**PROBLEM DESCRIPTION:**
For each line below with the word "from", write out a copy.

Saved data entries

Issue #2186, opened 2024-12-01
taskbar: Show only windows from desktop  `Current` doesn't work for omnipresent windows


linuxissuper:
##### Expected Behavior

I'm using Openbox and there the feature to show a window on all desktops.  
In Version `2.0.1` lxqt-panel did show all windows from current desktop, including the ones shown on all desktops

##### Current Behavior

In Version `2.1.1` lxqt-panel only shows windows that are shown on all desktops, if I uncheck `Show only windows from desktop`

##### Steps to Reproduce (for bugs)

1. Use Openbox and action `ToggleOmnipresent`
2. or the context menu 
![image](https://github.com/user-attachments/assets/dc2bd026-418a-4349-987f-57057f4085e3)

3. set this: 
![image](https://github.com/user-attachments/assets/774c8861-837a-481c-8a34-d4326f746f98)

4. don't see the window in taskbar

##### System Information

* LXQt Version: 2.1.0
* Distribution & Version: NixOS 24.11
* Qt Version: 6.8.0
* liblxqt Version: 2.1.0

stefonarch:
Confirming, thanks for reporting.

tsujan:
It should be a small problem in the new X11 backend.

tsujan:
Actually, this wasn't just a regression on X11, but caused two problems on kwin_wayland too, one of which was the same as on X11. The fix is here: https://github.com/lxqt/lxqt-panel/pull/2187

PR #2187, opened 2024-12-02
Fixed taskbar when a window is shown on all desktops

tsujan:
This patch fixes two issues:

 * On X11 and kwin_wayland, windows that were shown on all desktops wouldn't be shown on the taskbar if "Show only windows from desktop" was checked; and
 * On kwin_wayland, auto-hiding on overlapping didn't work with such windows.

Fixes https://github.com/lxqt/lxqt-panel/issues/2186


tsujan:
@stefonarch 
Would you please test it on X11? I tested it on kwin_wayland, and other Wayland compositors shouldn't be affected.

tsujan:
Thanks!

Issue #2191, opened 2024-12-13
With auto-hide on, task manager icons shift to the right when hidden


BowDown097:
##### Expected Behavior
Task manager icons maintain their position when being hidden and revealed.

##### Current Behavior
Task manager icons shift to the right when hidden, and the shift persists when the icons are revealed again. Can only be fixed (without closing the panel or removing the widget) by opening another window or closing a currently open window. Does not happen if the "Visible thin margin for hidden panel" option is checked.

![Screenshot_20241213_002414](https://github.com/user-attachments/assets/9497e2ba-478c-45e1-bfae-f1f98438c002)
![Screenshot_20241213_002614](https://github.com/user-attachments/assets/3d688a46-a53e-4bd0-a3eb-dfd0580e9455)

##### Steps to Reproduce (for bugs)

1. Enable auto-hide option in panel configuration, make sure "Visible thin margin for hidden panel" is off.
2. Let the panel hide itself, and reveal it again.
3. Task manager in panel will have its icons shifted to the right.

##### Context
Just a visual issue that isn't very hard to "fix" on the user's end, but would be nice if it were fixed.

##### System Information

* LXQt Version: 2.1.3, under Wayfire
* Distribution & Version: Artix Linux
* Qt Version: 6.8.1
* liblxqt Version: 2.1.0

stefonarch:
Confirmed, happens on every compositor (just tested also Hyprland).

tsujan:
The important question: Does it happen under X11 too?

isf63:
I can't reproduce it in X11.

tsujan:
And I can't reproduce it under kwin_wayland.

Some info is missing.

stefonarch:
Actually if we could preserve this it would be perfect for a dock like taskbar...

tsujan:
> make sure "Visible thin margin for hidden panel" is off.

I always uncheck it.

As I said, a piece of info should be missing.

tsujan:
OK, it magically started to happen here. Maybe there's a random factor to it. Will investigate it.

tsujan:
The fix is here: https://github.com/lxqt/lxqt-panel/pull/2192

The bug always existed in the code, but it did nothing until we hid the panel on Wayland (on X11, we just set its opacity to zero).

@BowDown097, thanks a lot for reporting! Without the report, I might not see the problem soon, because I use a second auto-hiding panel with only a quick launcher, like a dock.

[...]

PR #2192, opened 2024-12-13
Check visibility of task buttons only relative to task-bar

tsujan:
Checking the absolute visibility in `LXQtTaskBar::refreshPlaceholderVisibility()` caused a problem when an auto-hiding panel was hidden on Wayland.

Fixes https://github.com/lxqt/lxqt-panel/issues/2191


stefonarch (approved):
Confirming, issue is fixed.

tsujan:
Not related to this patch, but is Status Notifier OK when you hide an item in it?

stefonarch:
> Not related to this patch, but is Status Notifier OK when you hide an item in it?

Never noticed an issue with it. I hide only one app, CopyQ.

tsujan:
It's fine here too, with kwin_wayland; just wanted to make sure.

PR #2193, opened 2024-12-14
Set fallback icons - Configure Panel dialog

isf63:
With MATE icon theme, before:
before
After:
after
Breeze icon theme (no change):
breeze


tsujan:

**YOUR RESPONSE:**
taskbar: Show only windows from desktop  `Current` doesn't work for omnipresent windows
In Version `2.0.1` lxqt-panel did show all windows from current desktop, including the ones shown on all desktops
In Version `2.1.1` lxqt-panel only shows windows that are shown on all desktops, if I uncheck `Show only windows from desktop`
 * On X11 and kwin_wayland, windows that were shown on all desktops wouldn't be shown on the taskbar if "Show only windows from desktop" was checked; and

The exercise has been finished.